公園の砂場では、いつの時代も子どもたちは砂いじりに夢中になる。

 一方、日本海に面した巨大な砂場では、世界から集った彫刻家たちが砂のかたまりを彫り刻み、アート作品に仕上げる。

 気の遠くなるような歳月がつくり出した自然の造形美、鳥取砂丘。そこに、人が生み出す造形美が並ぶ「砂の美術館」はある。

 吹き抜けの展示室に足を踏み入れると、いまはフランスの華やかな空気に包まれる。4月19日から始まった展示「砂で世界旅行・フランス編」。今夏のパリ五輪・パラリンピックにちなみ、フランスの歴史と芸術文化にスポットをあてた18点の砂像が来場者を迎える。

 幅約22メートル、高さ約5メートルの「ヴェルサイユ宮殿」、約20分の1のスケールの「ノートルダム大聖堂」、ナポレオンが皇帝に即位した「戴冠(たいかん)式」の場面。ぼうぜんとするほどのスケールと、人物の髪のうねりや衣服のひだも丁寧に再現された精巧な作品に、香港から旅行で訪れた40代の女性は「砂でできていることが信じられない。とても美しい」とため息をついた。

 鳥取砂丘をもっとPRしようと、鳥取市が2006年に砂の彫刻を屋外に展示するプロジェクトを始めたのが「砂の美術館」の始まりだ。大型テントでの展示を経て、12年に屋内施設になった。「砂で世界旅行」をコンセプトに、ほぼ毎年テーマを替えて世界各地の建造物や歴史などを砂で表現している。

 作品作りに使われる砂の量は約3千トン。のりや凝固剤は用いず、水だけで固めた砂のブロックを彫って砂像がつくられる。フランス編に参加した砂像彫刻家は、欧米や韓国など12カ国の計20人。
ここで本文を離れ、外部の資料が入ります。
PR #4145, opened 2024-05-13
refactor: let Nat.mod reduce more

nomeata:
this refined upon #4098 and makes `Nat.mod` reduce on even more
literals. The key observation that I missed earlier is that `if m ≤ n`
reduces better than `if n < m`.

Also see discussion at
https://github.com/leanprover-community/mathlib4/pull/12853#discussion_r1597798308


nomeata:
@semorrison WDYT of this way to handle the `Fin`-literal issues?

nomeata:
I’ll merge this so that it’s in the next nightly. Certainly better than #4098.

PR #4149, opened 2024-05-13
fix: FunInd: Introduce HEq where necessary and no equality on Props

### LINKED ISSUE #4146: FunInd chokes on pattern match with dependent targets
[Lean.Meta.MatcherApp.transform](https://leanprover-community.github.io/mathlib4_docs/Lean/Meta/Match/MatcherApp/Transform.html#Lean.Meta.MatcherApp.transform), used by `FunInd`, chokes upon a dependent `match` as is produced by

```
def bar (n : Nat) : Bool :=
  if h : n = 0 then
    true
  else
    have m+1 := n
    bar m
termination_by n

/--
error: failed to transform matcher, type error when constructing new pre-splitter motive:
  bar.match_1
    (fun n h_1 =>
      h = h_1 → (∀ (y : Nat), (invImage (fun x => x) instWellFoundedRelationOfSizeOf).1 y n → motive y) → motive n)
    x h
---
error: application type mismatch
  h✝ = h
argument
  h
has type
  ¬n✝ = 0 : Prop
but is expected to have type
  ¬x = 0 : Prop
-/
#check bar.induct
```

The `have` syntax is desugared to
```
def baz (n : Nat) : Bool :=
  if h : n = 0 then
    true
  else
    match n, h with
    | m+1, _ => baz m
termination_by n
#check baz.induct
```

And also affects other types, e.g.
```
def foo [DecidableEq α] (xs : List α) : Bool :=
  if h : xs = [] then
    true
  else
    have _::ys := xs
    foo ys
termination_by xs
#check foo.induct
```

### Versions

4.9.0-nightly-2024-05-11

### Impact

nomeata:
this fixes #4146

The resulting functional induction principles generated when there is a
`match` in the function definition are far from pretty and contain
suprious copies of local definitions at their non-refined or refined
type. I expect that sometimes these may be useful, so I am hesitant to
remove them too aggressively, so for now it’s better to have too many
assumptions than too few, or even a failure (as in #4146).

### DIFF
--- a/tests/lean/run/issue4146.lean
+++ b/tests/lean/run/issue4146.lean
@@ -1,0 +1,59 @@
+set_option linter.unusedVariables false
+
+def bar (n : Nat) : Bool :=
+  if h : n = 0 then
+    true
+  else
+    match n with -- NB: the elaborator adds `h` as an discriminant
+    | m+1 => bar m
+termination_by n
+
+-- set_option pp.match false
+-- #print bar
+-- #check bar.match_1
+-- #print bar.induct
+
+-- NB: The induction theorem has both `h` in scope, as its original type mentioning `x`,
+-- and a refined `h` mentioning `m+1`.
+-- The former is redundant here, but will we always know that?
+-- No HEq betwen the two `h`s due to proof irrelevance
+
+/--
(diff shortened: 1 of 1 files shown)


nomeata:
Now contained in https://github.com/leanprover/lean4/pull/5364

PR #4150, opened 2024-05-13
perf: globally cache intermediate type class results

JovanGerb:
I seem to have messed up the git stuff, so I made a new identical PR: #4152

See Zulip discussion [here](https://leanprover.zulipchat.com/#narrow/stream/287929-mathlib4/topic/Ways.20to.20speed.20up.20Mathlib/near/438126466)

This is a PR to determine whether this idea indeed results in faster type class search.


nomeata:
If this PR is created just to get the CI test, but you don't want people to look at and comment on the idea and implementation yet, using a “draft PR” makes it even more clear.

PR #4151, opened 2024-05-13
fix: add missing registerTraceClass `Meta.synthInstance.instances

JovanGerb:
The trace class Meta.synthInstance.answer isn't registered, so it can't be used.

I set `inherited := true`, because I think it is a useful trace to have. In particular it tells you when an instance has been found that has a too large size. This is very useful information.


JovanGerb:
Is there a way to automatically commit the changes that are required in the test output files, due to the extra trace?

semorrison:
> Is there a way to automatically commit the changes that are required in the test output files, due to the extra trace?

https://lean-lang.org/lean4/doc/dev/testing.html#fixing-tests (but please note the request for caution!)

JovanGerb:
awaiting-review

PR #4158, opened 2024-05-14
refactor: DiscrTree: return more specific results first

nomeata:
(just an experiment for now, an I gotta run, proper text following later.)

### DIFF
--- a/tests/lean/run/heapSort.lean
+++ b/tests/lean/run/heapSort.lean
@@ -125,7 +125,7 @@ def extractMax {lt} (self : BinaryHeap α lt) : Option α × BinaryHeap α lt :=
 
 theorem size_pos_of_max {lt} {self : BinaryHeap α lt} (e : self.max = some x) : 0 < self.size :=
   Decidable.of_not_not fun h: ¬ 0 < self.1.size => by
-    simp [BinaryHeap.max, Array.get?, h, - List.length_pos] at e
+    simp [BinaryHeap.max, Array.get?, h] at e
 
 /-- `O(log n)`. Equivalent to `extractMax (self.insert x)`, except that extraction cannot fail. -/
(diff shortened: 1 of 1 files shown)


nomeata:
Noting down an analysis of one test failure, mostly for my own reference:

In `heapSort.lean`, 
```
theorem size_pos_of_max {lt} {self : BinaryHeap α lt} (e : self.max = some x) : 0 < self.size :=
  Decidable.of_not_not fun h: ¬ 0 < self.1.size => by
    simp [BinaryHeap.max, Array.get?, h] at e
```
breaks. After unfolding `BinaryHeap.max` and `Array.get?` we have rewritten to
```
(if h : 0 < self.arr.size then some self.arr[0] else none) = some x
```
Originally, now the local assumption
```
[Meta.Tactic.simp.rewrite] h:1000, 0 < self.arr.size ==> False 
```
is applied. But with the reordering in this PR, for some reason
```
[Meta.Tactic.simp.rewrite] @List.length_pos:1000, 0 < self.arr.size ==> self.arr.data ≠ [] 
```
is used. Yay for non-confluent rewrite systems.

I did not expect my change to affect this; `h: ¬ 0 < self.1.size` seems to be more specific than `length_pos {l : List α} : 0 < length l ↔ l ≠ []`, but maybe the DiscTree key is actually not what I expect here.

Unrelatedly: Not sure if `length_pos` really is a good simp lemma.

nomeata:
!bench

nomeata:
!bench

nomeata:
!bench

nomeata:
I’ll pursue another idea first: Attaching explicit priorities to the equational lemmas. Will close this once I have a new PR up.

nomeata:
Closing in favor of #4434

総合プロデューサーの茶圓(ちゃえん)勝彦さん(63)は「圧倒的な迫力と超一流の繊細な技術。その両方の魅力を感じてもらえれば」と話す。

 会期が終われば作品はすべて崩され、もとの砂にかえる。そして次のテーマの展示で、また新たな作品に生まれ変わる。「残らないはかなさが砂像の魅力」と茶圓さん。

 いま出会える砂像は、次に訪れた時、もうそこにはないかもしれない。そのかわりに別の砂像と出会えるだろう。

 砂色の世界は、はかないけれど持続可能だ。(富田祥広)

 〈メモ〉鳥取市福部町湯山2083の17。JR鳥取駅からバスで約20分。車では山陰道・鳥取道鳥取インターチェンジから約20分。フランス編の展示は来年1月5日まで(年末年始を含めて無休)。開館時間は午前9時~午後6時。入館料は一般800円、小中高生400円。団体割引もある。問い合わせは同館(0857・20・2231)へ。